Because I come from South Africa, and not, say, the UK or US, I need a visa stamped into my passport before I can set foot in most countries on earth. When I travel to the Caribbean on business, I go via London instead of Miami, because the Americans won’t even let me pass through their doors in transit without half a ton of paperwork and an expensive visa application process. I have friends who’ve gone through the mill of proving that their grandparents were born in Lithuania in order to get a Lithuanian passport. Which amounts to EU citizenship. For the sake of sidestepping their travel visa headaches. (Or, in more cases, to allow them to live and work in the EU.) I can’t help wondering what their ancestral connections really prove to the powers that be. What on earth makes that individual a more palatable entrant to these countries than someone whose passport has a different country name on it?
I guess I could say, quite confidently, that I really don’t get nationalism. In fact, I get it less now than I did at school. Whenever I cross a border post by car, I’m struck by the absurdity of the wire fences that divide countries. Erected by labourers, manned by civil servants. The official dance of stamping bits of paper barely conceals the absurdity of it. What is this, exactly? Why do we need to do it? I can’t say I understand.

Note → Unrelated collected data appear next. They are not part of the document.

PR #12070, opened 2026-08-22
fix(app): stop retrying a dead speech-profile socket, offer skip instead

igor-popov-dev:
## What changed and why

`closeCode` 1011 with zero captured user segments means the onboarding speech-profile
socket's STT backend is down server-side, not that the socket merely hiccuped. The reconnect
loop added in #11704 retried this every 5s forever: each failed reconnect re-triggers
`onClosed`, which re-shows the "Connection Lost" dialog (`speech_profile_widget.dart` /
`page.dart`) and reschedules another attempt, even though the same screen already has a
working "Skip for now" link (`speech_profile_widget.dart:487-496`) right next to it.

After 3 consecutive 1011 closes with no captured speech, `SpeechProfileProvider` now stops
scheduling reconnects and surfaces a distinct `STT_UNAVAILABLE` error instead of
`SOCKET_DISCONNECTED`. The onboarding widget routes that to the existing skip path
(`provider.close()` + `widget.onSkip()`) instead of a dialog whose only button just popped
the screen without marking the step skipped.

none

## How it was verified

- `flutter test test/providers/speech_profile_provider_test.dart` — 7/7 passed, including
  3 new regression tests (gives up and surfaces `STT_UNAVAILABLE` after 3×1011-with-no-speech;
  keeps retrying on an ordinary 1006 disconnect; does not give up once real speech was already
  captured).
- `dart format --line-length 120 --set-exit-if-changed` on the 4 changed files — clean.
- `flutter analyze` on the 4 changed files — no issues found.

## Tests

Bug fix — regression tests added in `test/providers/speech_profile_provider_test.dart`
covering the new give-up threshold, that an ordinary disconnect is unaffected, and that
already-captured speech prevents a false give-up.

## Failure class (fixes)

Failure-Class: none

## Scoped cleanups (optional)

none

<a href="https://cubic.dev/pr/BasedHardware/omi/pull/12070?utm_source=github" target="_blank" rel="noopener noreferrer" data-no-image-dialog="true"><picture><source media="(prefers-color-scheme: dark)" srcset="https://www.cubic.dev/buttons/review-in-cubic-dark.svg"><source media="(prefers-color-scheme: light)" srcset="https://www.cubic.dev/buttons/review-in-cubic-light.svg">Review in cubic</picture></a>

### DIFF
--- a/app/lib/pages/onboarding/speech_profile_widget.dart
+++ b/app/lib/pages/onboarding/speech_profile_widget.dart
@@ -252,6 +252,27 @@ class _SpeechProfileWidgetState extends State<SpeechProfileWidget> with TickerPr
                   ),
                   barrierDismissible: false,
                 );
+              } else if (error == 'STT_UNAVAILABLE') {
+                // The provider already gave up reconnecting after repeated
+                // 1011 closes with no captured speech, so offer the same
+                // way out as the "Skip for now" link instead of a "Try
+                // again" that would only restart the same failing loop.
+                showDialog(
+                  context: context,
+                  builder: (c) => getDialog(
+                    context,
+                    () {
+                      provider.close();
+                      widget.onSkip();
+                    },
+                    () {},
+                    context.l10n.connectionLost,
+                    context.l10n.connectionLostDesc,
+                    okButtonText: context.l10n.skipForNow,
+                    singleButton: true,
+                  ),
+                  barrierDismissible: false,
+                );
               }
             },
             child: Column(
--- a/app/lib/pages/speech_profile/page.dart
+++ b/app/lib/pages/speech_profile/page.dart
@@ -192,7 +192,7 @@ class _SpeechProfilePageState extends State<SpeechProfilePage> with TickerProvid
                   ),
                   barrierDismissible: false,
                 );
-              } else if (error == 'SOCKET_DISCONNECTED' || error == 'SOCKET_ERROR') {
+              } else if (error == 'SOCKET_DISCONNECTED' || error == 'SOCKET_ERROR' || error == 'STT_UNAVAILABLE') {
                 showDialog(
                   context: context,
                   builder: (c) => getDialog(
--- a/app/lib/providers/speech_profile_provider.dart
+++ b/app/lib/providers/speech_profile_provider.dart
@@ -55,6 +55,13 @@ class SpeechProfileProvider extends ChangeNotifier
   Timer? _reconnectTimer;
   bool _reconnecting = false;
 
+  /// Consecutive closes with code 1011 (server-side STT failure) while no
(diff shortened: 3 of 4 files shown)


Git-on-my-level:
Thanks @igor-popov-dev — this is a well-scoped fix for a real onboarding trap, and the regression tests pin exactly the right behaviors. Verified against the head; notes below.

What checks out:

- `app/lib/providers/speech_profile_provider.dart` — the new `_sttUnavailableCloseCount` / `_maxSttUnavailableCloses = 3` gate in `onClosed()` correctly narrows on `closeCode == 1011 && segments.isEmpty`, and the premise matches the backend: `backend/routers/listen/runtime.py` closes this socket with 1011 on terminal STT failure, so treating it differently from a 1006 blip is right. Any non-qualifying close resets the counter, and the give-up path cancels `_reconnectTimer` before emitting `STT_UNAVAILABLE`, so no stray reconnect is left running.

The last time I crossed from South Africa into Namibia, I mistakenly took my old passport, which had been invalidated when the new one was issued. The woman working at the desk didn’t notice. Relief for me. But also silent triumph. This is how significant the paperwork is. Its only significance is bestowed by the people handling it. Today, at Heathrow, I watched an official toss my make-up remover and body oil in the bin, because of some rule about containers that can hold more than 100 ml of liquid. She knew it was body oil, not napalm or whatever. She knew it was make-up remover. I knew the rules. She didn’t make them. Dumbly, we both complied. Dumbly, the liquids got tossed in the bin. Did this do something to advance national security in Britain? Somehow, I think not. I didn’t feel safer for it. I simply felt that some sort of tyranny of idiocy was at play, and neither of us had the power to do anything about it.